James Grover Thurber
(1894-1961)
One of the foremost and most celebrated American humourists of the twentieth century, James Thurber rose to prominence as a writer and cartoonist in the early years of The New Yorker. The simple line of his cartoons, often portraying a wife’s frustration with their meek husband, became an iconic feature of The New Yorker, and with the humour and wit of his writings in stories such as The Secret Life of Walter Mitty and The Dog That Bit People, James Thurber developed into a distinguished author, playwright and one of the greatest of the modern American storytellers.
James Grover Thurber was born on 8 December 1894 in Columbus, Ohio, to Charles Leander Thurber and Mary Agnes (neé Fisher). He was the middle child with an older brother, William, and a younger brother, Robert. During Thurber’s childhood, the family was forced to move often on account of his father’s frequent job changes as a civil clerk. When James Thurber was seven years old, the family was living near Washington D.C.

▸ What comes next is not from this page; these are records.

PR #737, opened 2015-12-08
Decode JSON pagination tokens.

JordonPhillips:
Fixes aws/aws-cli#1601

The issue was that dynamodb sends back dicts for pagination tokens rather than strings like other services do. When you hit a boundary, the `NextToken` we return would look something like this:

`{'foo': 'bar'}___1234`

When you pass that back in as the `StartingToken` for the next request we take the bits before `___`  and pass them into the request. The issue is that we take that as the string `"{'foo': 'bar'}"` instead  of the dict `{'foo': 'bar'}`. So when we pass that in, parameter validation would fail.

This PR will attempt to parse the prefix into a dict before passing it along. If it fails, it will fall back to previous behavior. 

cc @kyleknap @mtdowling @rayluo @jamesls

### DIFF
--- a/botocore/paginate.py
+++ b/botocore/paginate.py
@@ -38,9 +38,10 @@ class PaginatorModel(object):
 class PageIterator(object):
     def __init__(self, method, input_token, output_token, more_results,
                  result_keys, non_aggregate_keys, limit_key, max_items,
-                 starting_token, page_size, op_kwargs):
+                 starting_token, page_size, op_kwargs, op_model):
         self._method = method
         self._op_kwargs = op_kwargs
+        self._op_model = op_model
         self._input_token = input_token
         self._output_token = output_token
         self._more_results = more_results
@@ -324,10 +325,10 @@ class PageIterator(object):
             except ValueError:
                 raise ValueError("Bad starting token: %s" %
                                  self._starting_token)
-        for part in parts:
+        for token_index, part in enumerate(parts):
             if part == 'None':
                 next_token.append(None)
-            else:
+            elif self._is_dict_token(token_index):
                 try:
                     # Some services (such as dynamodb) non-string pagination
                     # tokens, which will fail validation if they aren't
@@ -335,17 +336,24 @@ class PageIterator(object):
                     next_token.append(ast.literal_eval(part))
                 except ValueError:
                     next_token.append(part)
+            else:
+                next_token.append(part)
         return next_token, index
 
+    def _is_dict_token(self, token_index):
+        token_type = self._op_model.input_shape.members.get(
+            self._input_token[token_index]).type_name
+        return token_type == 'map' or token_type == 'structure'
 
 
 class Paginator(object):
 
     PAGE_ITERATOR_CLS = PageIterator
 
-    def __init__(self, method, pagination_config):
+    def __init__(self, method, pagination_config, operation_model):
         self._method = method
         self._pagination_cfg = pagination_config
+        self._operation_model = operation_model
         self._output_token = self._get_output_tokens(self._pagination_cfg)
         self._input_token = self._get_input_tokens(self._pagination_cfg)
         self._more_results = self._get_more_results_token(self._pagination_cfg)
@@ -412,7 +420,7 @@ class Paginator(object):
             page_params['MaxItems'],
             page_params['StartingToken'],
             page_params['PageSize'],
-            kwargs)
+            kwargs, self._operation_model)
 
     def _extract_paging_params(self, kwargs):
         pagination_config = kwargs.pop('PaginationConfig', {})
--- a/botocore/paginate.py
+++ b/botocore/paginate.py
@@ -12,6 +12,7 @@
 # language governing permissions and limitations under the License.
 
 import ast
+import logging
 from itertools import tee
 
 from six import string_types
@@ -20,6 +21,9 @@ import jmespath
 from botocore.exceptions import PaginationError
 from botocore.compat import zip
 from botocore.utils import set_value_from_jmespath, merge_dicts
+
+
+logger = logging.getLogger(__name__)
 
 
 class PaginatorModel(object):
@@ -335,6 +339,8 @@ class PageIterator(object):
                     # converted to their proper type.
                     next_token.append(ast.literal_eval(part))
                 except ValueError:
+                    logger.debug(
+                        "Dict pagination token failed to parse as dict.")
                     next_token.append(part)
             else:
                 next_token.append(part)
--- a/botocore/paginate.py
+++ b/botocore/paginate.py
@@ -11,6 +11,7 @@
 # ANY KIND, either express or implied. See the License for the specific
 # language governing permissions and limitations under the License.
 
+import ast
 from itertools import tee
 
 from six import string_types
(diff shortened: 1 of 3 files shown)


mtdowling:
I haven't looked too deeply at how it would be done, but is there any way to use the model to know what the type is before attempting to parse it in some way? For example, the thing you're targeting for DynamoDB is modeled as a map: https://github.com/boto/botocore/blob/develop/botocore/data/dynamodb/2012-08-10/service-2.json#L1223

JordonPhillips:
The issue is that we don't have operation model information at that point. I'll need to find a way to inject it in.

botocore/paginate.py
```diff
@@ -323,22 +325,35 @@ def _parse_starting_token(self):
             except ValueError:
                 raise ValueError("Bad starting token: %s" %
                                  self._starting_token)
-        for part in parts:
+        for token_index, part in enumerate(parts):
```
JordonPhillips: I'm not sure if I can rely on the ordering here. Could one of you confirm/deny?

kyleknap: So I was not sure. After looking at the code, it is defined by the order in which it is defined in the JSON paginator model. So if someone was to add a new input/ouput token that broke the order in the list that will break this logic, but it will also break token parsing logic elsewhere... So it should be fine to rely on ordering I suppose.

botocore/paginate.py
```diff
@@ -323,22 +325,35 @@ def _parse_starting_token(self):
...
             if part == 'None':
                 next_token.append(None)
+            elif self._is_dict_token(token_index):
+                try:
+                    # Some services (such as dynamodb) non-string pagination
+                    # tokens, which will fail validation if they aren't
+                    # converted to their proper type.
+                    next_token.append(ast.literal_eval(part))
+                except ValueError:
+                    next_token.append(part)
```
kyleknap: We should add a logging statement for this case.

tests/unit/test_paginate.py
```diff
@@ -218,7 +224,8 @@ def test_build_full_result_with_single_key(self):
             "result_key": "Users",
             "limit_key": "MaxKeys",
         }
-        self.paginator = Paginator(self.method, self.paginate_config)
+        self.paginator = Paginator(
+            self.method, self.paginate_config, mock.Mock())
```
kyleknap: Wow these are a lot of tests to change. Could we just have a helper method for creating paginators so we do not have to update each test every time for next time?

tests/unit/test_paginate.py
```diff
@@ -334,6 +344,35 @@ def test_s3_list_multipart_uploads(self):
              ])
 
 
+class TestNonStringTokens(unittest.TestCase):
+    def setUp(self):
+        self.method = mock.Mock()
+        # This is something we'd see in s3 pagination.
```
kyleknap: s3 in comment. Looks like residual from copy paste.

tests/unit/test_paginate.py
```diff
@@ -334,6 +344,35 @@ def test_s3_list_multipart_uploads(self):
...
+        self.paginate_config = {
+            "input_token": ["ExclusiveStartKey"],
+            "output_token": ["LastEvaluatedKey"],
+            "result_key": 'Items',
+        }
+        session = botocore.session.get_session()
+        service_model = session.get_service_model('dynamodb')
```
kyleknap: How hard would it be to create your own model? It is nice to be able to avoid relying on service models so tests do not start failing when we update a model.

kyleknap:
Looks fine. Had a few comments.

botocore/paginate.py
```diff
@@ -323,22 +329,37 @@ def _parse_starting_token(self):
...
             if part == 'None':
                 next_token.append(None)
+            elif self._is_dict_token(token_index):
+                try:
+                    # Some services (such as dynamodb) non-string pagination
+                    # tokens, which will fail validation if they aren't
+                    # converted to their proper type.
+                    next_token.append(ast.literal_eval(part))
+                except ValueError:
+                    logger.debug(
```
kyleknap: We should include the ``part`` in the log as well.

kyleknap:
Looks good. Just had a small comment. :ship:

mtdowling:
:shipit:

botocore/paginate.py
```diff
@@ -323,22 +329,37 @@ def _parse_starting_token(self):
             except ValueError:
                 raise ValueError("Bad starting token: %s" %
                                  self._starting_token)
-        for part in parts:
+        for token_index, part in enumerate(parts):
             if part == 'None':
                 next_token.append(None)
+            elif self._is_dict_token(token_index):
+                try:
+                    # Some services (such as dynamodb) non-string pagination
```
rayluo: Missing a word?

    ... dynamodb) USES non-string ...

botocore/paginate.py
```diff
@@ -323,22 +329,37 @@ def _parse_starting_token(self):
...
+                    # tokens, which will fail validation if they aren't
+                    # converted to their proper type.
+                    next_token.append(ast.literal_eval(part))
+                except ValueError:
+                    logger.debug(
+                        "Dict pagination token failed to parse as dict.")
+                    next_token.append(part)
```
rayluo: Out of curiosity, in this case, will the raw `part` still be accepted by the service? If not, shall we use hard failure by `raise ValueError("Dict pagination token failed to parse as dict")`?

botocore/paginate.py
```diff
@@ -323,22 +329,37 @@ def _parse_starting_token(self):
...
+            self._input_token[token_index]).type_name
+        return token_type == 'map' or token_type == 'structure'
 
 
 class Paginator(object):
 
     PAGE_ITERATOR_CLS = PageIterator
 
-    def __init__(self, method, pagination_config):
+    def __init__(self, method, pagination_config, operation_model):
```
rayluo: This reminds me another trick we used [before](https://github.com/boto/botocore/blob/develop/botocore/docs/shape.py#L27). If we define an optional setting like this:

    def __init__(self, method, pagination_config, settings=None):
        self._settings = {} if settings is None else settings

we can then initialize this class in client.py by something like this:

    paginator = documented_paginator_cls(
        ..., ...,
        {"dict_tokens": _find_all_dict_token_names_in_advance()})

Now the `_is_dict_token()` can be implemented as:

    def _is_dict_token(self, token_index):
        return self._input_token[token_index] in self._settings.get('dict_tokens', [])

The benefit is:

* The paginator interface remains backward compatible (although it is not really that important here, because it is not an open API). As a result, we don't need to modify tons of existing test cases.
* The paginator does not couple with the model logic. Should we change model APIs in the future (very unlikely), this paginator will not need to change at all.

jamesls:
Wouldn't it be safer if we just injected a key into the returned hash rather than using the `__` separator?  The intent was to delineate strings, not arbitrary python data.  What happens if a dynamodb key/value contains the `__` string?  I would expect this to break.

JordonPhillips:
@jamesls wouldn't it break any time we ever have a value with that separator in there? I agree that it's an issue, but maybe we need to think about why it's there in the first place.

jamesls:
Why what's there, the separator in the next token? Most of the time, this is an opaque token the service generates that the user has no control over.  I'd have to check with S3 pagination, but other than S3, dynamodb paginators appear the only case where a user can directly influence the token, and therefor have a `__` char.

JordonPhillips:
After some discussion with James, the direction I'm going with this is going to change enough that I'm gonna switch to a new PR.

while Charles Thurber was working as a secretary for a congressman. While playing in the garden with his two brothers, James Thurber was accidently shot with a toy arrow, permanently blinding him in his left eye. The eye was replaced with a prosthetic and he would be plagued with issues with sight in his remaining eye for the rest of his life. Shortly thereafter, the family returned to Columbus and James Thurber attended Sullivant Elementary and Douglas Junior High School, before graduating from East High School in 1913. He attended Ohio State University from 1913 to 1918, where he wrote for the college paper, The Lantern, and was editor-in-chief of the magazine The Sun Dial. He left OSU without a degree as his partial blindness prevented him from completing a Reserve Officers’ Training Corps program required for graduation.
After college, James Thurber worked variously as a clerk in Washington D.C and at the American Embassy in Paris, before returning to Columbus in 1930 as a reporter for The Columbus Dispatch. During this time back in Columbus, he met his first wife, Althea Adams, and they were married in 1922. In 1925, the couple moved to Paris, where Thurber worked on the Paris edition of the Chicago Tribune. They returned to the US the following year, moving to New York where Thurber took up a role as a reporter for the Evening Post. While in New York, the author E. B. White, with whom Thurber would collaborate on this first book, Is Sex Necessary (1929), introduced him to Harold Ross, editor of The New Yorker, which had begun in 1927. Thurber joined the editorial staff of The New Yorker in 1929 as a writer and, from 1931 began drawing cartoons too. Though he left The New Yorker’s staff in 1935, he would continue to contribute drawings and cartoons for years despite his deteriorating eyesight. Some of this most famous tales and cartoons includes ‘The Night the Ghost Got In,’ ‘The Dog That Bit People,’ and ‘The Unicorn in the Garden.’ A great dog-lover, Thurber’s drawings regularly featured dogs and these became some of his most beloved images.
In 1939, he published what is regarded as one of his most famous works, the short story, The Secret Life of Walter Mitty. In 1947, it was adapted into a movie starring Danny Kaye, Virginia Mayo and Boris Karloff (it would later be remade in 2013), and is considered today as one of the greatest short stories of the twentieth century. In 1940, along with a friend from college, James Thurber wrote a stage play called The Male Animal. The show became a Broadway hit and in 1942 was adapted into a movie starring Henry Fonda and Olivia de Havilland. In 1945, he wrote The Thurber Carnival, which was adapted into a play, A Thurber Carnival, in 1960. Thurber portrayed himself in 88 performances and won a Tony award for the adapted script.
Though the final twenty years of his life featured consistent professional success – he wrote over a dozen more books, such as My World and Welcome To It (1942), Many Moons (1943), Further Fables for Our Time (1956) and The Years with Ross (1959) – they were marked by his rapidly diminishing eyesight. Thurber used a magnifying device and large sheets of paper to continue drawing cartoons until, in 1951, his almost total blindness forced him to stop completely. His later writings were all conceived in his head and then dictated. In 1961, he suffered a blood clot on his brain and despite a successful surgery, he died due to complications from pneumonia on 2 November 1961. He was survived by his second wife, Helen (neé Wismer), whom he had married in 1935, shortly after his divorce from Althea. He had one daughter, Rosemary Thurber, from his first marriage.